▶ [Dataset records]
PR #2732, opened 2024-09-18
fix: CallClientStream result has error

linfeip:
triple rpc server端对CallClientStream的handle处理, 当service return error的时候, 会result的Result()值会是nil, 这样会导致res.Result().(*tri.Response)出现panic


FinalT (approved):
LGTM.

Issue #2743, opened 2024-11-09
dubbo logger outputs inappropriate file names, function names, and line numbers


marsevilspirit:
For example：
![image](https://github.com/user-attachments/assets/cc0d27bd-084e-407b-8d1c-c480afd61a92)

PR #2744, opened 2024-11-09
Fix the log that outputs inappropriate file names, function names, and line

marsevilspirit:
#2743 
Because the logger was encapsulated once in gost, and then encapsulated again in dubbo, it needs to be skiped twice.

such as
image


FoghostCn:
seems right, @zhaoyunxing92

FoghostCn (approved):

PR #140, opened 2025-08-26
refactor: make block producer more rational

### LINKED ISSUE #128: Handle optimistic handover more aligned with rational block producer
We might be able to do without this. Any rational block producer would want to prevent that from ever happening, instead waiting longer to produce their slices. Also, we might want to have a higher slice count limit for optimistic block production anyways. One generally reasonable strategy would be to wait with producing the last slice until the timeout runs out (so way after ParentReady is emitted). I will create a new issue for this.

_Originally posted by @qkniep in https://github.com/qkniep/alpenglow/pull/123#discussion_r2297945133_

qkniep:
Closes #128.

Before, the block producer handled the case where all slices are already produced and we haven't seen `ParentReady` yet. This is never rational behavior for the block producer. To this end, this is a refactor of the production of slices and blocks, such that it is more aligned with rational behavior and can be extended with arbitrary transaction packing strategies. Specifically, now slice production takes a preempt channel and a minimum duration, which can be used for pacing. The default block producer now waits on slice number `MAX_SLICES_PER_BLOCK / 2` until being explicitly preempted due to the `ParentReady` event.


src/consensus/block_producer.rs
```diff
@@ -184,48 +184,87 @@ where
...
-            } else {
-                None
-            };
+        let block_hash = self
+            .produce_slices(
+                slot,
+                parent,
+                // only start the DELTA_BLOCK timer later, when ParentReady event is seen
+                Duration::MAX,
+                Some(&mut parent_ready_receiver),
```
akhi3030: If the receiver is some, then the duration is always max and if the receiver is none then the duration is always self.delta_block.  Maybe we just pass the receiver and let `produce_slices` figure out what the duration should be.

src/consensus/block_producer.rs
```diff
@@ -184,48 +184,87 @@ where
...
                 // TODO: this can be made more accurate, only needed if production of first slice
                 // still takes more than delta_first_slice after we saw ParentReady, not if:
                 // 1. first slice is produced before ParentReady is seen, OR
                 // 2. first slice finishes at most delta_first_slice after ParentReady is seen
-                duration_left.min(self.delta_first_slice)
+                self.delta_first_slice
             } else {
                 // cap timeout for each slice to `DELTA_BLOCK`
                 // makes sure optimistic block production yields before timeout would expire
                 duration_left.min(self.delta_block)
```
akhi3030: Logically, duration_left should always be <= delta_block.  I would replace this with assertions (or debug assertions).

src/consensus/block_producer.rs
```diff
@@ -184,48 +184,87 @@ where
...
+            parent_slot,
+        );
+
+        let block_hash = self
+            .produce_slices(slot, parent, self.delta_block, None)
+            .await?;
+        Ok((slot, block_hash))
+    }
+
+    async fn produce_slices(
```
akhi3030, line 223: If we are introducing this function, we can probably get rid of the two produce_block_* functions above.

I am still on the fence which version I like better.  I think having 2 produce_block_* is easier to read but there is more code duplication.  If you find that combining works better for you, then we can do it like that.  If we do add more special casing here, we should consider if switching to separate functions is more readable or not.

src/consensus/block_producer.rs
```diff
@@ -184,48 +184,87 @@ where
...
+        &self,
+        slot: Slot,
+        parent: BlockId,
+        mut duration_left: Duration,
+        mut parent_ready_receiver: Option<&mut oneshot::Receiver<BlockId>>,
+    ) -> Result<Hash> {
+        for slice_index in SliceIndex::all() {
+            let (parent_slot, parent_hash) = parent;
+            let slice_parent = slice_index.is_first().then_some(parent);
```
akhi3030: I would move these bindings closer to where they are actually needed.  i.e.:

- the first one to right before the comparison with the new_hash.
- the second one to right before calling produce_slice_payload.

src/consensus/block_producer.rs
```diff
@@ -184,48 +184,87 @@ where
...
                     res = &mut produce_slice_future => {
-                        let (payload, _new_duration_left) = res;
+                        let (payload, _time_elapsed) = res;
                         // ParentReady event still not seen, do not start DELTA_BLOCK timer yet
                         (payload, Duration::MAX)
                     }
-                    res = &mut parent_ready_receiver => {
+                    res = parent_ready_receiver.as_mut().unwrap() => {
                         // Got ParentReady event while producing slice.
                         // It's a NOP if we have been using the same parent as before.
```
akhi3030: if we set parent_ready_receiver to None here, we should be able to get rid of the two unwraps above.

src/consensus/block_producer.rs
```diff
@@ -240,96 +279,30 @@ where
...
-            match self.shred_and_disseminate(header, payload).await? {
-                Some(block_hash) => return Ok((slot, block_hash)),
-                None => {
-                    assert!(!new_duration_left.is_zero());
-                    duration_left = new_duration_left;
-                }
+            if let Some(ref parent_rcv) = parent_ready_receiver
+                && is_last
+            {
+                assert!(parent_rcv.is_terminated());
```
akhi3030, line 320: I am not sure if I follow the logic that this condition should always hold.  slice_index.is_max() can be true without us seeing the parent ready event, no?

src/consensus/block_producer.rs
```diff
@@ -412,7 +389,7 @@ where
         let sleep_duration = duration_left.saturating_sub(Instant::now() - start_time);
```
```suggestion
        let sleep_duration = duration_left.saturating_sub(start_time.elapsed());
```

src/consensus/block_producer.rs
```diff
@@ -412,7 +389,7 @@ where
...
         let res = tokio::select! {
             () = tokio::time::sleep(sleep_duration) => {
-                break Duration::ZERO;
+                break duration_left;
```
akhi3030: I don't think I understand this change.  Didn't we use up all the time in producing the slice here?  So shouldn't we be returning 0?

akhi3030 (commented):
I would say the following comments are the most essential ones:

- https://github.com/qkniep/alpenglow/pull/140/files#r2303478194
- https://github.com/qkniep/alpenglow/pull/140/files#r2303486923

We should align on those before we worry about the other comments which are mainly cosmetic.

Also, I do not see any additional logic to handle #128.  Is this just a commit to refactor stuff and actual issue would be handled in a different PR?

src/consensus/block_producer.rs
qkniep: yes, one of the end goals of this PR is that this will always hold, that's not yet the case, because for that to be the case we need a way of pacing slice production

qkniep:
I was thinking mostly in general if this structure makes more or less sense: To have minimal logic in the two `produce_block_XXX()` functions and have this separate `produce_slices()` function. Now I also changed `produce_slice()` to no longer wait for a specific time but to instead be able to to preempt it from the outside via a `oneshot::channel()`. This should allow us to have more control over how long to wait on each slice. However, actually changing that and thus making that one assertion correct is still open at the moment.

src/consensus/block_producer.rs
qkniep: not in the parent-not-ready case, where it is `Duration::MAX` initially

src/consensus/block_producer.rs
qkniep: this function changed from returning time left to returning time elapsed

src/consensus/block_producer.rs
```diff
@@ -144,18 +145,22 @@ where
                 }
             };
             debug!(
-                "produced block {} in {} ms",
+                "produced block {} ({} txs) in {} ms",
```
```suggestion
                "produced first block in window {} ({} txs) in {} ms",
```

Just to differentiate it a bit from the other log statement.

src/consensus/block_producer.rs
```diff
@@ -122,7 +123,7 @@ where
 
             // produce first block
             let start = Instant::now();
-            let mut block_id = match slot_ready {
+            let (mut block_id, num_txs) = match slot_ready {
```
akhi3030, line 126: Are there plans to use `num_txs` for something in the future?  Currently, we just log it.  I am wondering if that is terribly useful at this point in time.

src/consensus/block_producer.rs
```diff
@@ -170,11 +175,11 @@ where
     pub(super) async fn produce_block_parent_not_ready(
```
akhi3030, line 177: not sure if you saw my other comment on an older version of the PR.  I am wondering if we can get rid of this function and `produce_block_parent_ready`.  They are not doing much.

src/consensus/block_producer.rs
```diff
@@ -184,103 +189,10 @@ where
...
-                Some(block_hash) => return Ok((slot, block_hash)),
-                None => {
-                    assert!(!new_duration_left.is_zero());
-                    duration_left = new_duration_left;
-                }
-            }
-        }
-        unreachable!()
+        let (block_hash, num_txs) = self
+            .produce_slices(slot, parent, Some(&mut parent_ready_receiver))
```
akhi3030, line 195: if we do keep this function around, I wonder if we get get `produce_slices` to return `(BlockId, usize)` and not just the hash.  Then we don't need the extra line here.

src/consensus/block_producer.rs
```diff
@@ -170,11 +175,11 @@ where
     pub(super) async fn produce_block_parent_not_ready(
         &self,
         slot: Slot,
-        parent_block_id: BlockId,
+        parent: BlockId,
         mut parent_ready_receiver: oneshot::Receiver<BlockId>,
-    ) -> Result<BlockId> {
+    ) -> Result<(BlockId, usize)> {
```
akhi3030, line 182: we should add a comment about what `usize` is.  The type itself doesn't tell us very much.

src/consensus/block_producer.rs
```diff
@@ -289,47 +201,130 @@ where
...
+        // only start the DELTA_BLOCK timer when ParentReady event is seen
+        let mut duration_left = match parent_ready_receiver {
+            None => self.delta_block,
+            Some(_) => Duration::MAX,
+        };
+        let mut txs_in_block = 0;
+
+        for slice_index in SliceIndex::all() {
+            let slice_parent = slice_index.is_first().then_some(parent);
+            // HACK: use of `MAX_SLICES_PER_BLOCK / 2`, maybe introduce `MAX_SLICES_FIRST_SLOT`
```
akhi3030, line 238: Either here or in the documentation of `produce_slice_payload` we should explain the intent of min_time_for_slice.

src/consensus/block_producer.rs
```diff
@@ -289,47 +201,130 @@ where
...
+                        }
+                        res = parent_rcv => {
+                            parent_ready_receiver = None;
+                            // Got ParentReady event while producing slice.
+                            // It's a NOP if we have been using the same parent as before.
+                            let start = Instant::now();
+                            let (new_slot, new_hash) = res.expect("sender dropped");
+                            let (payload, _time_elapsed, txs_in_slice) = tokio::select! {
+                                () = tokio::time::sleep(self.delta_first_slice) => {
+                                    preempt_sender.send(()).unwrap();
```
akhi3030, line 274: Hmm... I think this `unwrap` is not safe.

`produce_slice_payload` might return without receiving a value on the channel i.e. dropping the channel.  And if this `send` were to happen after the drop, it will panic.

src/consensus/block_producer.rs
```diff
@@ -430,15 +428,31 @@ where
...
-    // TODO: not accounting for this potentially expensive operation in duration_left calculation above.
+    let num_txs = txs.len();
     let txs = bincode::serde::encode_to_vec(&txs, bincode::config::standard())
         .expect("serialization should not panic");
     let payload = SlicePayload::new(parent, txs);
-    (payload, ret)
+
+    // idle if necessary
+    // TODO: instead actually spend more time waiting for and selecting transactions
+    if start_time.elapsed() < min_duration && !preempt_receiver.is_terminated() {
```
akhi3030, line 439: This would be true if the slice is already full?  In that case, if we receive more txs, where will be put them?  

If a potential idea is to buffer up the additional txs in an internal queue, we will have to be careful not to buffer up more than we will be able to fit in the remaining slices of this slot and potentially remaining slots of the leader window.

src/consensus/block_producer.rs
```diff
@@ -372,22 +370,24 @@ where
...
-// TODO: extend docstring
-/// Returns
+/// Produces a slice (payload only).
+///
+/// Packs transactions received from the network into the slice until either:
+/// - The slice is full (accounting for encoding of parent), OR
+/// - there is an incoming message on the `preempt_receiver`.
+///
+/// Returns the slice payload, amount of time elapsed, and number of transactions packed.
 async fn produce_slice_payload<T>(
```
akhi3030, line 388: I am wondering if having two versions of this function would make them simpler albeit with some code duplication.

Parent ready version:
`produce_slice_payload_parent_ready(txs_receiver, parent:Option<BlockId>, duration) -> (SlicePayload, Duration, usize)`: it doesn't need a preemption channel or a minimum duration.  It needs a maximum duration.  

Parent not ready version: would probably not change very much but it we will have a simpler to understand more straightforward one above.

akhi3030 (commented):
Some initial feedback.  Happy to review again once we have alignment on how to move forward.

qkniep:
Closing in favor of #381.

PR #143, opened 2025-08-27
wip: improve caching of build artifacts in CI

akhi3030:
Comparing https://github.com/qkniep/alpenglow/actions/runs/17241093422/job/48918238882 a run before this PR and https://github.com/qkniep/alpenglow/actions/runs/17262669277/job/48987527319?pr=143 a run on this PR, we are caching the crates but we are not caching the build artifacts.  Needs more investigation.


akhi3030:
@qkniep: my current theory is the following:

- We are actually caching and restoring the dependencies and the target directory
- When CI runs, it downloads and untars the cache
- then we run `cargo *` commands which inspects the file modification timestamps to determine what to recompile
- because how the cache was untared, it ends up recompiling things still
- I experimented with `CARGO_INCREMENTAL` as well (the current state of the PR) but that doesn't seem to have made a difference

We could explore [sccache](https://github.com/mozilla/sccache?tab=readme-ov-file) some people have reported getting some benefits with that.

▶ [Activity] The entries above hold the needed span. Transcribe exactly the lines from the one with "akhi3030: if we" to the one with "We should align", both included.

▶ [Response to the exercise]
akhi3030: if we set parent_ready_receiver to None here, we should be able to get rid of the two unwraps above.

src/consensus/block_producer.rs
```diff
@@ -240,96 +279,30 @@ where
...
-            match self.shred_and_disseminate(header, payload).await? {
-                Some(block_hash) => return Ok((slot, block_hash)),
-                None => {
-                    assert!(!new_duration_left.is_zero());
-                    duration_left = new_duration_left;
-                }
+            if let Some(ref parent_rcv) = parent_ready_receiver
+                && is_last
+            {
+                assert!(parent_rcv.is_terminated());
```
akhi3030, line 320: I am not sure if I follow the logic that this condition should always hold.  slice_index.is_max() can be true without us seeing the parent ready event, no?

src/consensus/block_producer.rs
```diff
@@ -412,7 +389,7 @@ where
         let sleep_duration = duration_left.saturating_sub(Instant::now() - start_time);
```
```suggestion
        let sleep_duration = duration_left.saturating_sub(start_time.elapsed());
```

src/consensus/block_producer.rs
```diff
@@ -412,7 +389,7 @@ where
...
         let res = tokio::select! {
             () = tokio::time::sleep(sleep_duration) => {
-                break Duration::ZERO;
+                break duration_left;
```
akhi3030: I don't think I understand this change.  Didn't we use up all the time in producing the slice here?  So shouldn't we be returning 0?

akhi3030 (commented):
I would say the following comments are the most essential ones:

- https://github.com/qkniep/alpenglow/pull/140/files#r2303478194
- https://github.com/qkniep/alpenglow/pull/140/files#r2303486923

We should align on those before we worry about the other comments which are mainly cosmetic.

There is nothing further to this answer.